Conspiracy Theory was released August 11, 1997, to 2,806 theaters, and had an opening Monday gross of $19.3 million in the United States. It opened at number 1 in the U.S., displacing Air Force One. It eventually grossed $76 million in the U.S. and $61 million internationally.

===Critical response===

Review aggregation website Rotten Tomatoes gives the film a score of 59% based on reviews from 44 critics. Metacritic, which uses a weighted average, assigned the a score of 50 out of 100, based on 21 critics, indicating "mixed or average" reviews. Audiences polled by CinemaScore gave the film an average grade of "B+" on an A+ to F scale.

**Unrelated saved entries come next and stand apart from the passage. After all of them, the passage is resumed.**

PR #77, opened 2026-02-07
Add dedicated `report_validation_endpoint` and optimize block header fetching

flyq:
## Summary

- **Add dedicated `--report-validation-endpoint` CLI argument** replacing the boolean `--report-validation-results` flag, allowing a separate RPC endpoint to be configured specifically for reporting validated blocks via `mega_setValidatedBlocks`. A new `report_provider` is introduced in `RpcClient` so that validation reports are sent to a dedicated endpoint rather than reusing the data provider.
- **Optimize block header fetching** by introducing a `get_header()` method that uses `eth_getHeaderByNumber` / `eth_getHeaderByHash` instead of `eth_getBlockByNumber(…, false)`. This avoids transferring the full transaction hash list when only the header is needed, which is significant at high TPS. All call sites that previously fetched a full block just for header fields (number, hash, state_root, withdrawals_root) now use the lighter header-only RPC calls.
- **Remove unused dependencies**: `alloy-rlp`, `alloy-signer`, `revm-inspectors`, `alloy-provider`, `alloy-serde`, `op-alloy-network`.

## Changes

| File | Description |
|------|-------------|
| `crates/validator-core/src/rpc_client.rs` | Add `report_provider` field, `get_header()` method with hash verification, refactor `get_block_hash()` to delegate to `get_header()`, route `set_validated_blocks` through the dedicated report provider |
| `bin/stateless-validator/src/main.rs` | Replace `--report-validation-results` (bool) with `--report-validation-endpoint` (URL), pass report endpoint to `RpcClient`, update all `get_block()` header-only calls to `get_header()` |
| `bin/debug-trace-server/src/main.rs` | Pass `None` for the new `report_api` parameter, replace `get_block()` with `get_header()` for anchor block initialization |
| `bin/debug-trace-server/src/data_provider.rs` | Replace `get_block()` with `get_header()` / `get_block_hash()` for header-only lookups |
| `crates/validator-core/src/chain_sync.rs` | Replace `get_block()` with `get_header()` / `get_block_hash()` in sync logic |
| `README.md` | Update CLI docs and environment variable references for the new endpoint argument |
| `Cargo.lock`, `*/Cargo.toml` | Remove unused dependencies |

## Test plan

- [x] Verify the validator starts correctly with `--report-validation-endpoint <url>` and reports validated blocks to the specified endpoint
- [x] Verify the validator starts correctly without `--report-validation-endpoint` (reporting disabled)
- [x] Verify block header fetching works correctly via the new `get_header()` method
- [x] Verify the debug-trace-server still initializes and operates correctly with the updated header-only calls
- [x] Run existing unit tests (`cargo test`) to confirm no regressions


crates/validator-core/src/rpc_client.rs
```diff
@@ -283,18 +295,76 @@ impl RpcClient {
...
+        }
+
+        // Verify header hash matches the computed hash
+        ensure!(
+            header.hash_slow() == header.hash,
+            "Header hash mismatch: expected {:?}, computed {:?}",
+            header.hash,
+            header.hash_slow()
+        );
+
```
Troublor: It is unnecessary here to verify the header matches its hash, whose calculation is quite slow. Is there any specific reason or concern that a header may have an incorrect hash?

crates/validator-core/src/rpc_client.rs
```diff
@@ -367,14 +437,15 @@ impl RpcClient {
...
+    /// Reports a range of validated blocks via the dedicated report endpoint.
     pub async fn set_validated_blocks(
         &self,
         first_block: (u64, B256),
         last_block: (u64, B256),
     ) -> Result<SetValidatedBlocksResponse> {
-        let result = self
-            .data_provider
+        let provider =
+            self.report_provider.as_ref().ok_or_else(|| eyre!("Report provider not configured"))?;
```
Troublor, line 487: If we report error here, then we should not allow report_provider to be optional. Otherwise, we should fallback to the data_provider if report_provider is not present.

crates/validator-core/src/rpc_client.rs
flyq: validator 要求只信任起始时传入的 start block hash，并且检验所有从上游拉取的数据。至少在启动并传入 start block hash 时，需要校验这个head内容和 block hash 的是否对应，这样才能信任header 里面的 state root，withdrawal root 等并写入本地 canonical chain
我加一个是否校验的 bool 参数，然后 review 一下有哪些场景不需要校验

Troublor: 好的，加一个参数来选择性地校验吧，至少rpc server是不需要校验的。

crates/validator-core/src/rpc_client.rs
flyq: 嗯，这里感觉直接停机比较好。代码走到这里，说明一定提供了 report_provider 的 endpoint，因为是否 report 就是根据参数里面的 report_provider endpoint 是否是 some。只能说参数提供错了，停机重新启动比较好。
data_provider 目前就是直接连接普通rpc，肯定是没有 mega_setValidatedBlock 这个 methods 的

crates/validator-core/src/rpc_client.rs
flyq: fixed

Troublor (approved):

krabat-l (approved):

PR #103, opened 2026-03-23
perf: remove unnecessary clone in transaction execution loop

KENILSHAHH:
## Summary                                                                                              
                                                                                                          
  `execute_transactions` previously called `tx.inner.clone().into_inner()` on every                       
  transaction to obtain an owned `T`, solely to take a reference `&T` from it.                            
  This resulted in a heap allocation and full copy of the transaction data on every                       
  iteration of the hot execution loop, with the allocation being immediately discarded                    
  at the end of each loop body.
                                                                                                          
  The fix replaces this with `tx.inner.inner.as_recovered_ref()`, which converts
  `&Recovered<T>` to `Recovered<&T>` in-place by wrapping a pointer to the existing                       
  data.                                                     
  No allocation or copy is performed.                                                                     
   
  The `T: Clone` bound on `execute_transactions` is also removed, as it existed                           
  solely to support the now-removed clone.                  

  **Note:** The tracing executor (`tracing_executor.rs`) already accessed transaction                     
  data without cloning — this change brings `execute_transactions` in line with that
  existing pattern.

### DIFF
--- a/.github/workflows/claude.yml
+++ b/.github/workflows/claude.yml
@@ -77,7 +77,7 @@ jobs:
           additional_permissions: |
             actions: read
           claude_args: |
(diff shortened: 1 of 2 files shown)


flyq (approved):
good job!

KENILSHAHH:
adding some more changes through another branch @flyq

PR #106, opened 2026-03-24
perf: remove unnecessary clone in transaction execution loop

KENILSHAHH:
## Summary                                                                                              
                                                                                                          
  `execute_transactions` previously called `tx.inner.clone().into_inner()` on every                       
  transaction to obtain an owned `T`, solely to take a reference `&T` from it.                            
  This resulted in a heap allocation and full copy of the transaction data on every                       
  iteration of the hot execution loop, with the allocation being immediately discarded                    
  at the end of each loop body.
                                                                                                          
  The fix replaces this with `tx.inner.inner.as_recovered_ref()`, which converts
  `&Recovered<T>` to `Recovered<&T>` in-place by wrapping a pointer to the existing                       
  data.                                                     
  No allocation or copy is performed.                                                                     
   
  The `T: Clone` bound on `execute_transactions` is also removed, as it existed                           
  solely to support the now-removed clone.                  

  **Note:** The tracing executor (`tracing_executor.rs`) already accessed transaction                     
  data without cloning — this change brings `execute_transactions` in line with that
  existing pattern.

### DIFF
--- a/crates/stateless-core/src/executor.rs
+++ b/crates/stateless-core/src/executor.rs
@@ -601,4 +601,38 @@ mod tests {
             .unwrap_or_else(|e| panic!("validate_block failed for {number} ({hash}): {e:?}"));
         }
     }
+
+    /// Verifies that `replay_block` (which exercises `execute_transactions`) produces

In her review in The New York Times, Janet Maslin said, "The only sneaky scheme at work here is the one that inflates a hollow plot to fill 2¼ hours while banishing skepticism with endless close-ups of big, beautiful movie-star eyes ... Gibson, delivering one of the hearty, dynamic star turns that have made him the Peter Pan of the blockbuster set, makes Jerry much more boyishly likable than he deserves to be. The man who talks to himself and mails long, delusional screeds to strangers is not usually the dreamboat type ... After the story enjoys creating real intrigue ... it becomes tied up in knots. As with too many high-concept escapades, Conspiracy Theory tacks on a final half-hour of hasty explanations and mock-sincere emotion. The last scene is an outright insult to anyone who took the movie seriously at its start."

Lisa Schwarzbaum of Entertainment Weekly graded the film B− and commented, "Richard Donner ... switches the movie from a really interesting, jittery, literate, and witty tone poem about justified contemporary paranoia (and the creatively unhinged dark side of New York City) to an overloaded, meandering iteration of a Lethal Weapon project that bears the not-so-secret stamp of audience testing and tinkering."

In the San Francisco Chronicle, Mick LaSalle stated, "If I were paranoid I might suspect a conspiracy at work in the promoting of this movie—to suck in audiences with a catchy hook and then give them something much more clumsy and pedestrian ... Conspiracy Theory can be enjoyed once one gives up hope of its becoming a thinking person's thriller and accepts it as just another diversion ... When all else fails, there are still the stars to look at—Roberts, who actually manages to do some fine acting, and Gibson, whose likability must be a sturdy thing indeed."

Roger Ebert of the Chicago Sun-Times observed the film "cries out to be a small film—a quixotic little indie production where the daffy dialogue and weird characters could weave their coils of paranoia into great offbeat humor. Unfortunately, the parts of the movie that are truly good are buried beneath the deadening layers of thriller cliches and an unconvincing love story ... If the movie had stayed at ground level—had been a real story about real people—it might have been a lot better, and funnier. All of the energy is in the basic material, and none of it is in a romance that is grafted on like an unneeded limb or superfluous organ."

In Rolling Stone, Peter Travers said, "The strong impact that Gibson makes as damaged goods is diluted by selling Jerry as cute and redeemable. Instead of a scalding brew of mirth and malice, served black, Donner settles up a tepid latte, decaf. What a shame—Conspiracy Theory could have been a contender."

Todd McCarthy of Variety called the film "a sporadically amusing but listless thriller that wears its humorous, romantic and political components like mismatched articles of clothing ... This is a film in which all things ... are treated lightly, even glibly ... One can readily sympathize with ... the director's desire to inject the picture with as much humor as possible. But he tries to have it every which way in the end, and the conflicting moods and intentions never mesh comfortably."

Pauline Kael in an interview said "the first half of Conspiracy Theory was terrific, then it went to hell" but that Mel Gibson was "stunningly good."

In his 2003 book A Culture of Conspiracy, political scientist Michael Barkun notes that a vast popular audience has been introduced by the film to the notion that the U.S. government is controlled by a deep state whose secret agents use black helicopters — a view once confined to the radical right.